▶ [YOUR GOAL] Across all the entries, tally the lines holding the word "modifies", and give the number by itself.

▶ [EXERCISE MATERIALS]
PR #503, opened 2022-11-30
feat: add reject property to changed_files config

villers:
I add the possibility to refuse a rule if a file match a given regular expression 

```
  changed_files:
      - "secrets/.*"
    reject:
      - "secrets/prod.yaml"
```

### DIFF
--- a/policy/predicate/file.go
+++ b/policy/predicate/file.go
@@ -28,12 +28,13 @@ import (
 type ChangedFiles struct {
 	Paths       []common.Regexp `yaml:"paths"`
 	IgnorePaths []common.Regexp `yaml:"ignore"`
+	RejectPaths []common.Regexp `yaml:"reject"`
 }
 
 var _ Predicate = &ChangedFiles{}
 
 func (pred *ChangedFiles) Evaluate(ctx context.Context, prctx pull.Context) (*common.PredicateResult, error) {
-	var paths, ignorePaths []string
+	var paths, ignorePaths, rejectPaths []string
 
 	for _, path := range pred.Paths {
 		paths = append(paths, path.String())
@@ -43,12 +44,17 @@ func (pred *ChangedFiles) Evaluate(ctx context.Context, prctx pull.Context) (*co
 		ignorePaths = append(ignorePaths, ignorePath.String())
 	}
 
+	for _, rejectPath := range pred.RejectPaths {
+		rejectPaths = append(rejectPaths, rejectPath.String())
+	}
+
 	predicateResult := common.PredicateResult{
 		ValuePhrase:     "changed files",
 		ConditionPhrase: "match",
 		ConditionsMap: map[string][]string{
-			"path patterns":  paths,
-			"while ignoring": ignorePaths,
+			"path patterns":   paths,
+			"while ignoring":  ignorePaths,
+			"while rejecting": rejectPaths,
 		},
 	}
 
@@ -58,6 +64,15 @@ func (pred *ChangedFiles) Evaluate(ctx context.Context, prctx pull.Context) (*co
 	}
 
 	changedFiles := []string{}
+
+	for _, f := range files {
+		if anyMatches(pred.RejectPaths, f.Filename) {
+			predicateResult.Values = []string{f.Filename}
+			predicateResult.Description = f.Filename + " was rejected"
+			predicateResult.Satisfied = false
+			return &predicateResult, nil
+		}
+	}
 
 	for _, f := range files {
 
--- a/README.md
+++ b/README.md
@@ -159,8 +159,8 @@ if:
   # "changed_files" is satisfied if any file in the pull request matches any
   # regular expression in the "paths" list. If the "ignore" list is present,
   # files in the pull request matching these regular expressions are ignored
-  # by this rule.
-  #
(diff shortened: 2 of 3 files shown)


silly-eliah (approved):

afarvacque (approved):

bluekeyes:
Thanks for proposing this feature, @villers. Could you provide some more details about what you are trying to achieve and an example policy that uses this new property? I'm having some trouble understanding how this is different from the existing `ignore` property.

villers:
@bluekeyes 

The purpose of the `reject` property is to allow policy-bot to reject a rule. If one of configured patterns matches, the policy-bot will considered this rule as not statisfied.

Example:

We want to reject a rule if one of the files of `.cloud/terraform` folder is modified. With the new property, the configuration will look like:

```yaml
policy:
  approval:
    - or:
      - Terraform modifications are approved by TeamA
      - Auto approved if the .cloud/terraform folder is not modified

approval_rules:
  - name: Terraform modifications are approved by TeamA
    if:
      changed_files:
        paths:
          - '^\.cloud/terraform/.*'
    requires:
      count: 1
      teams:
        - Organiazion/TeamA
    options:
      request_review:
        enabled: true
        mode: teams
  - name: Auto approved if the .cloud/terraform folder is not modified
    if:
      changed_files:
        paths:
          - '.*'
        reject: # the reject property that allow to do the rejection feature
          - '^\.cloud/terraform/.*'
```

From what I understand of `ignore`, policy-bot will not take into account the file if the pattern match the file path. But it didn't guarantee that the rule will not be statified if one file match the `changed_files.paths` patterns.

policy/predicate/file.go
```diff
@@ -59,6 +65,15 @@ func (pred *ChangedFiles) Evaluate(ctx context.Context, prctx pull.Context) (*co
...
 	changedFiles := []string{}
 
+	for _, f := range files {
+		if anyMatches(pred.RejectPaths, f.Filename) {
+			predicateResult.Values = []string{f.Filename}
+			predicateResult.Description = f.Filename + " was changed"
+			predicateResult.Satisfied = false
+			return &predicateResult, nil
+		}
+	}
```
burahimu: **question (non-blocking):** why do you have to do another loop here ? 🤔 You cannot do it in the initial `range` ?

villers: a this line the range is break with return https://github.com/palantir/policy-bot/pull/503/files#diff-9ab6ff99f800968214d5d7039c7db7b84b4ca6f859b85ee288fef0f37c8a7e79R89

villers: if a file is found before one of the rejected files, the rule will be validated when I don't want it

burahimu: Yes you're right 💯

burahimu (approved):

bluekeyes:
Thanks for the explanation. For the policy you shared, we usually implement this behavior by using `and` to combine rules instead of `or`. For example:

```yaml
policy:
  approval:
    - Terraform modifications are approved by TeamA
    - All other changes are auto-approved

approval_rules:
  - name: Terraform modifications are approved by TeamA
    if:
      changed_files:
        paths:
          - '^\.cloud/terraform/.*'
    requires:
      count: 1
      teams:
        - Organiazion/TeamA
    options:
      request_review:
        enabled: true
        mode: teams
  - name: All other changes are auto-approved
    requires:
      count: 0
```

When a PR modifies any file in `.cloud/terraform/` both rules apply, so the overall policy is only satisfied when Team A approves. If the PR only modifies non-Terraform files, then the first rule is `skipped` and does not contribute to the policy at all, while the second rule passes and the overall policy is successful.

By extending the pattern (and combing rules that use `changed_files` with rules that use `only_changed_files`), we've been able to implement all the workflows like this that we've found so far, although I acknowledge that it can be confusing to discover. Do you think this will work for you?

In the meantime, your implementation looks good to me, so let me think a bit more about if the `reject` property is something we'd like to support.

villers:
> Thanks for the explanation. For the policy you shared, we usually implement this behavior by using `and` to combine rules instead of `or`. For example:
> 
> ```yaml
> policy:
>   approval:
>     - Terraform modifications are approved by TeamA
>     - All other changes are auto-approved
> 
> approval_rules:
>   - name: Terraform modifications are approved by TeamA
>     if:
>       changed_files:
>         paths:
>           - '^\.cloud/terraform/.*'
>     requires:
>       count: 1
>       teams:
>         - Organiazion/TeamA
>     options:
>       request_review:
>         enabled: true
>         mode: teams
>   - name: All other changes are auto-approved
>     requires:
>       count: 0
> ```
> 
> When a PR modifies any file in `.cloud/terraform/` both rules apply, so the overall policy is only satisfied when Team A approves. If the PR only modifies non-Terraform files, then the first rule is `skipped` and does not contribute to the policy at all, while the second rule passes and the overall policy is successful.
> 
> By extending the pattern (and combing rules that use `changed_files` with rules that use `only_changed_files`), we've been able to implement all the workflows like this that we've found so far, although I acknowledge that it can be confusing to discover. Do you think this will work for you?
> 
> In the meantime, your implementation looks good to me, so let me think a bit more about if the `reject` property is something we'd like to support.

Your solution works :)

▶ [YOUR RESPONSE] 2